Règlement machines 2023/1230 : entre contraintes et opportunités

Le 28/02/2025 à 17:01

Le nouveau règlement machines de l’Union européenne entrera en vigueur dans deux ans. Cela signifie que les constructeurs de machines, les intégrateurs et les utilisateurs finaux n’ont plus que 24 mois pour faire l’état des lieux de l’existant et se mettre en conformité.

Au total, 80 % des constructeurs français de machines d’emballage que nous avons interrogés sont actuellement en phase d’analyse des nouvelles exigences. Certaines, comme l’ergonomie, ont déjà été intégrées et sont un élément de différenciation. D’autres, comme l’interaction homme/machine et la protection contre la corruption vont devoir faire l’objet d’ajustements. Comment utiliser cette phase pour créer des opportunités, notamment en matière de cybersécurité ? Nous sommes allés poser la question à Hervé Bodinier, directeur général de la société eXcelsior Safety et spécialiste de la sécurité industrielle.

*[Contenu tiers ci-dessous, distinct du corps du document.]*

Issue #790, opened 2018-09-30
error in dcat range checking in case with indexing


paciorek:
Example:

```
code <- nimbleCode({
    for(i in 3:4) {
        z[i-1] ~ dcat(alpha[z[i-2], 1:2])
    }
}
)

m <- nimbleModel(code, inits = list(alpha = matrix(c(0.9,.1,0.1,.9), 2),
                                    z = c(1,2,1)), calculate = FALSE)
m$nodeFunctions[[1]]$calculate
```

```
defining model...
building model...
setting data and initial values...
running calculate on model (any error reports that follow may simply reflect missing values in model variables) ... Error in envRefInferField(x, what, getClass(class(x)), selfEnv) : 
  ‘i’ is not a valid field or method name for reference class “code_MID_12_modelClass_UID_102_UID_103”
```
```
   if (model$z[model$i - 2] >= 1 & model$z[model$i - 2] <= 2L) 
        model$logProb_z[getNodeFunctionIndexedInfo(INDEXEDNODEINFO_, 
            2L)] <<- dcat(model$z[getNodeFunctionIndexedInfo(INDEXEDNODEINFO_, 
            2L)], prob = model$alpha[model$z[getNodeFunctionIndexedInfo(INDEXEDNODEINFO_, 
            3L)], 1:2], log = 1)
```

Note use of `model$i`.

paciorek:
Fixed by PR #791.

PR #791, opened 2018-09-30
use symbolicParentNodesReplaced in findDynamicIndexParticipants

paciorek:
This should fix issue #790.

Still need to think through whether there are any cases in which we would want to use `symbolicParentNodes` rather than `symbolicParentNodesReplaced` or whether this was just an oversight originally. I believe the only use of the `dynamicIndexInfo` created in `findDynamicIndexParticipants` is for range checking in dynamic index expressions, so should be ok.

### DIFF
--- a/packages/nimble/R/BUGS_modelDef.R
+++ b/packages/nimble/R/BUGS_modelDef.R
@@ -1833,8 +1833,8 @@ modelDefClass$methods(findDynamicIndexParticipants = function() {
         for(iDI in seq_along(declInfo)) {
             if(declInfo[[iDI]]$type == "unknownIndex") next
             declInfo[[iDI]]$dynamicIndexInfo <<- list()
-            for(iSPN in seq_along(declInfo[[iDI]]$symbolicParentNodes)) {
-                symbolicParent <- declInfo[[iDI]]$symbolicParentNodes[[iSPN]]
+            for(iSPN in seq_along(declInfo[[iDI]]$symbolicParentNodesReplaced)) {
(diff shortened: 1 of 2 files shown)


paciorek:
Need to create a test, probably using these cases:
```
# NOT OK  because of bug
code <- nimbleCode({
    for(i in 3:4) {
        z[i-1] ~ dcat(alpha[z[i-2], 1:2])
    }
}
)

m <- nimbleModel(code, inits = list(alpha = matrix(c(0.9,.1,0.1,.9), 2),
                                    z = c(1,2,1)), calculate = TRUE)

# OK
code <- nimbleCode({
    for(i in 1:2) {
        z[i+1] ~ dcat(alpha[z[i], 1:2])
    }
}
)

m <- nimbleModel(code, inits = list(alpha = matrix(c(0.9,.1,0.1,.9), 2),
                                    z = c(1,2,1)), calculate = FALSE)

# OK, but "by luck" because it relies on subtracting 1 in the dynamic index check (getNodeFunctionIndexedInfo(INDEXEDNODEINFO_, 1L) - 1) rather than using  getNodeFunctionIndexedInfo(INDEXEDNODEINFO_, 2L)

code <- nimbleCode({
    for(i in 2:3) {
        z[i] ~ dcat(alpha[z[i-1], 1:2])
    }
}
)


m <- nimbleModel(code, inits = list(alpha = matrix(c(0.9,.1,0.1,.9), 2),
                                    z = c(1,2,1)), calculate = FALSE)
```

Issue #793, opened 2018-10-04
turn on parallel Eigen


paciorek:
We should do this for next release.

paciorek:
In the parallel_eigen branch, I've inserted `-fopenmp` in `nimble/inst/make/*.in`.

I don't think we need to insert `-fopenmp` in `src/Makevars*in` or `inst/include/CppCode/Makevars` as I don't think we have any Eigen-based linear algebra in our hard-coded C++, but @perrydv let me know if you have other thoughts.

paciorek:
One other comment is that Eigen's parallelization seems limited. As of Eigen 3.3.5:

```
Currently, the following algorithms can make use of multi-threading:

    general dense matrix - matrix products
    PartialPivLU
    row-major-sparse * dense vector/matrix products
    ConjugateGradient with Lower|Upper as the UpLo template parameter.
    BiCGSTAB with a row-major sparse matrix format.
    LeastSquaresConjugateGradient
```

So turning on parallelization will probably not help end users by and large.

paciorek:
Testing indicates an issue with `-fopenmp` on macOS. 

More info:
https://stackoverflow.com/questions/42280628/requiring-openmp-availability-for-use-in-an-rcpp-package/42281495#42281495

Also not clear that `-fopenmp` would by default be supported on Windows.

Writing R extensions section 1.2.11 indicates one should use SHLIB_OPENMP_CXXFLAGS in Makevars* files.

Rappelons au préalable que le nouveau règlement européen remplacera la directive 2006/42/CE et qu’il concerne en premier lieu la sécurité des personnes. Les EESS (exigences essentielles de santé et de sécurité) y ont été revues à l’aune des évolutions technologiques et des lacunes observées.

L’une des grandes évolutions à souligner est l’obligation de soumettre les machines les plus dangereuses (listées dans l’annexe I du règlement) à la certification par un tiers, en lieu et place d’une autocertification. Qu’ils se pensent concernés ou non, c’est donc par la lecture de cette annexe que devrait commencer toute démarche de mise en conformité des constructeurs.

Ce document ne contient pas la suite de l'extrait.